Man this is some really dumb s*&t.
Economic sanctions started with Eisenhower who stopped shipping weapons to Batista. Then he cut the sugar quota in response to nationalizations of US interests in Cuba after the revolution.

Kennedy "quarantined" Cuba as a tactic in the CMC because a "blockade" is an act of war and is as such a casus belli. That was lifted when the agreement was made with Krushchev.

But the travel ban and further economic sanctions date from Kennedy's administration after the CMC.
(Nov 03, 2008 05:19 PM)gray Wrote: [ -> ]Economic sanctions started with Eisenhower who stopped shipping weapons to Batista. Then he cut the sugar quota in response to nationalizations of US interests in Cuba after the revolution.

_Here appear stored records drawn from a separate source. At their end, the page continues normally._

Issue #315, opened 2026-04-23
Defensive reader check: non-object shredded levels must not have both value and typed_value populated


gunnarmorling:
## Context

The Variant shredding spec describes a per-level invariant for how `value` and `typed_value` siblings may be populated:

| Level shape | `value` populated | `typed_value` populated | Meaning |
|---|---|---|---|
| Any | no | no | Variant NULL (distinct from SQL NULL) |
| Non-object (primitive / array) | **yes** | no | Unshredded — caller reads the opaque blob |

Kennedy "quarantined" Cuba as a tactic in the CMC because a "blockade" is an act of war and is as such a casus belli. That was lifted when the agreement was made with Krushchev.

But the travel ban and further economic sanctions date from Kennedy's administration after the CMC.

So, to sum it all up, it was the Democrats who put the travel restrictions that are still in place today.

I think there is more to that agreement than we are privy to.
Michel " Balloon King" Robinson said " Put me in coach I am ready to play - I have blond hair " !!!
(Nov 03, 2008 07:11 PM)Mercy Wrote: [ -> ]So, to sum it all up, it was the Democrats who put the travel restrictions that are still in place today.

I think there is more to that agreement than we are privy to.


Actually the travel restrictions were removed by Carter and reinstated by Reagan.